Two theories of liability:
1. Classical theory: A corporate insider (officer, director, employee) who trades in the issuer's securities while possessing MNPI violates a duty to shareholders. 2. Misappropriation theory: An outsider who misappropriates MNPI from a source (employer, client) in breach of a duty of trust also violates insider trading rules — even without a duty to the company whose stock is traded.
Tipper-tippee liability: - Tipper: An insider who discloses MNPI for a personal benefit (pecuniary or reputational) is liable. - Tippee: The person who receives the tip is liable only if they knew (or should have known) the tipper breached a duty.
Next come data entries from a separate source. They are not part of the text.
PR #3345, opened 2016-09-22
MULE-10530: Rename and make optional the "key" attribute of HTTP request operation

afelisatti:


extensions/http/src/test/resources/basic-http-config.xml
```diff
@@ -14,7 +14,7 @@
     </httpn:listener-config> 
     
     <flow name="client">
-        <httpn:request path="/" config-ref="reqConfig" key="ANY">
+        <httpn:request path="/" config-ref="reqConfig" outputType="ANY">
```
marianogonzalez: shouldn't you have a test in which you set this to a non default value and assert over the output metadata?

PR #3351, opened 2016-09-22
MULE-10493: Refactor DB Connector parameter's structure

estebanwasinger:


extensions/db/src/main/java/org/mule/extension/db/api/config/DerbyDataSourceConfig.java
```diff
@@ -0,0 +1,139 @@
...
+  private String database;
+
+  /**
+   * Specifies the type of SubsubProtocol to be used by Derby. The avaiable options are:
+   * 'directory', 'memory', 'classpath' and 'jar.
+   */
+  @Parameter
+  @Optional(defaultValue = "directory")
+  @Placement(group = CONNECTION, order = 2)
+  private String subsubProtocol;
```
marianogonzalez: subsub?

extensions/db/src/main/java/org/mule/extension/db/api/config/DerbyDataSourceConfig.java
```diff
@@ -0,0 +1,139 @@
...
+
+  /**
+   * Indicates if the DataBase should be created if it this not exist.
```
marianogonzalez: DataBase -> Database

extensions/db/src/main/java/org/mule/extension/db/api/config/MySqlDbUtils.java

Key SEC rules: - Rule 10b-5: The primary anti-fraud rule; prohibits fraud, misrepresentation, and material omissions in connection with securities transactions. - Rule 10b5-1 plans: Allow insiders to pre-schedule trades under a written plan established when not in possession of MNPI. - Rule 14e-3: Prohibits trading on information about tender offers before announcement.
Penalties: Civil: up to 3× the profit gained/loss avoided + disgorgement. Criminal: up to $5M fines and 20 years imprisonment per violation.
> Exam tip: "Material" = information a reasonable investor would consider significant; "non-public" = not yet available to the general public. Pre-scheduled Rule 10b5-1 plans are an affirmative defense.